Acquisition of ownership by the lessor is one of the key legal elements for identifying a financial lease transaction. As the leased assets are always possessed and used by the lessees, in assessing whether the ownership of the leased assets has been transferred from the lessees to the lessors, we must have regard to the theory of property rights delivery and the facts about the performance of the contracts. For instance, according to the Property Law of the People’s Republic of China, to be effective, the transfer of the ownership of real estate must be registered. Therefore, in a sale-and-leaseback case where the leased asset is real estate, if the lessor enters into the contract knowing that the ownership of the real estate cannot be transferred, the court would hold that parties’ true intention is capital lending rather than financial lease. In addition, in some sale-and-leaseback cases, the lessees transferred to the lessors leased assets of which the lessees have no right of disposal. For example, prior to the transfer, the leased assets have been subject to mortgage or other encumbrances, or have been sequestrated or attached. When the lessees argue that such transfer constitutes unauthorized disposal, and if the lessors fail to meet the legal conditions for acquisition of ownership in good faith, the court is unlikely to recognize the transaction as sale and leaseback.
Suggestion: Financial lease companies engaged in sale-and-leaseback business should not only reach an agreement with the lessees on transfer of leased assets, but also make every effort to make sure that the ownership of the leased assets is transferred to the lessor by delivery in the case of personal property, or registration in the case of real estate, so as to mitigate financial lease transaction risks.

C.Issues on repo-type financial lease cases and suggested solutions

1.Lessors fail to notify repurchasers in time of the repurchase obligation

Under the repo-type financial lease, the manufacturer or seller of the leased assets acts as the vendor, and is obligated to repurchase the leased assets when the lessee fails to pay the rental or otherwise breaches the contract. The lessor and the repurchaser agree that upon satisfaction of the conditions for repurchase (e.g., the lessee delays in rental payment for a certain period of time), the repurchaser shall repurchase the leased assets upon receipt of the notice sent by the lessor. In practice, however, some lessors fail to notify the repurchaser upon satisfaction of the repurchase conditions, but do so upon the expiry of the financial lease contract. As the repurchase price is linked with the time elapsed after the satisfaction of the conditions for repurchase, i.e., the later the lessors send the repurchase notice, the higher the repurchase price will be, the repurchasers will typically challenge the repurchase price alleging that the lessors failed to notify them in time with an intention to increase the repurchase price.
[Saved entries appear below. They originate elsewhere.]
PR #2290, opened 2016-07-02
Implement restart-policy handling

### LINKED ISSUE #1734: [RFC] Revisit docker restart policy
### RFC from @josegonzalez
---

I think the way to go here is to set a config var like `DOKKU_RESTART_POLICY`. This variable could contain the exact restart policy being applied to an application. An alternative is to use the docker-options plugin.

Valid restart policies would match the following bash regular expression:

```
^(no|unless-stopped|always|on-failure(:[1-9][0-9]*)?)$
```

If you unset that config variable - or if it did not yet exist - it would be reset to the initial default of `on-failure:10` Removing the docker-options entry would simply remove all restart-policies. Restart policies would apply to *all* processes being managed.

Potential porcelain around the plumbing:

```shell
# show the restart policy
dokku ps:restart-policy APP

# set the restart policy for a given application
dokku ps:set-restart-policy APP on-failure:10
```

### Original post

---

Is it time to look into the restart policy again with docker 1.9.x out? Add a new unless-stopped restart policy (#15348) was added in 1.9.0

See: 
#1591
#1505  

Repasting my message from https://github.com/progrium/dokku/pull/1591#issuecomment-161059631 below:

OK, I was able to test out the ```docker-option --restart=unless-stopped```.  Based on the testing that I have performed this behaves as I would desire.  

Below is a summary of my testing:
I have a test-app deployed with DOKKU_SCALE=2

```
    dokku docker-options:add test-app deploy --restart=unless-stopped
    sudo reboot
```

After setting the restart option following any reboot I would see the following behavior:
* The initial ```docker ps``` shows 4 containers up.
* After a couple of minutes it shows only the 2 expected containers up.

```docker inspect``` showed for both containers:
```json
"RestartPolicy": {
            "Name": "unless-stopped",
            "MaximumRetryCount": 0
        }
```

After causing the app to crash (process.exit(1)) each container twice:
```docker inspect``` showed for both containers:
```json 
"RestartCount": 2
```

Then ```sudo reboot```
* See reboot behavior description above.

Execute ```dokku ps:restart test-app``` 3 Times in quick succession:
* ```docker ps``` Shows 8 containers up for 1-2 minutes
* Then back down to expected 2

Then ```sudo reboot```
* See reboot behavior description above.

Then ```dokku ps:stop test-app```
* ```docker ps``` shows no containers running

Then ```sudo reboot```
* This time only two containers come up.  
* This is the same as doing a ```ps:stop``` and reboot with an app that does not have the restart policy.

Push new version of the test-app
* Behaves the same as the reboot behavior description above.
* ```docker inspect``` shows that the RestartPolicy is retained for both containers.

Test crash the test-app 
* the containers are still restarted

Then ```sudo reboot```
* Same reboot behavior described above

josegonzalez:
Applications without a restart-policy will have their policies set to `on-failure:10`. Users can completely unset the restart-policy using the `docker-options` plugin, though this will be equivalent to setting it explicitly to `no`.

Restart policies must be explicitly set, and the following are all valid:

- no
- unless-stopped
- always
- on-failure
- on-failure:NUMBER

TODO:

- [x] Tests (please save me @michaelshobbs)

Closes #1734

### DIFF
--- a/plugins/ps/commands
+++ b/plugins/ps/commands
@@ -16,6 +16,8 @@ case "$1" in
     ps:restart <app>, Restart app container(s)
     ps:restartall, Restart all deployed app containers
     ps:restore, Start previously running apps e.g. after reboot
+    ps:restart-policy <app>, Shows the restart-policy for an app
+    ps:set-restart-policy <app> <policy>, Sets app restart-policy
 help_content
     }
 
--- a/plugins/ps/functions
+++ b/plugins/ps/functions
@@ -166,14 +166,14 @@ ps_scale() {
   fi
 }
 
-get_restart_policies() {
-  declare desc="strips docker options and prints restart policies"
-  local -r phase_file_path=$1
-  [[ -r "$phase_file_path" ]] && sed -e '/^--restart=/!d' -e 's/^--restart=/    /' < "$phase_file_path"
-}
-
 get_raw_restart_policies() {
   declare desc="strips docker options and prints raw restart policies"
   local -r phase_file_path=$1
   [[ -r "$phase_file_path" ]] && sed -e '/^--restart=/!d' < "$phase_file_path"
+}
+
+get_restart_policies() {
+  declare desc="strips docker options and prints restart policies"
+  local -r phase_file_path=$1
+  get_raw_restart_policies "$phase_file_path" | sed -e 's/^--restart=//g'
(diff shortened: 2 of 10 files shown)


michaelshobbs:
tests added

On the other hand, the lessors argue that it is their contractual right to notify the repurchasers to perform the obligation of repurchase and that they can exercise such right at any time as long as the lessees have delayed in rental payment for an agreed number of days.
Suggestion: The parties should perform the contract lawfully and properly in accordance with the principle of good faith. The lessors should, in strict compliance with the contracts, notify the repurchasers to perform the repurchase obligation upon the satisfaction of the conditions for repurchase, so as to avoid any decrease in the value of the leased assets and any aggravation of the repurchasers’ responsibilities for repurchase. The repurchasers should actively perform the agreed obligations and responsibilities. And upon becoming aware of the satisfaction of the conditions for repurchase, the repurchasers may take the initiative to negotiate with the lessors on repurchase, so as to minimize any possible loss.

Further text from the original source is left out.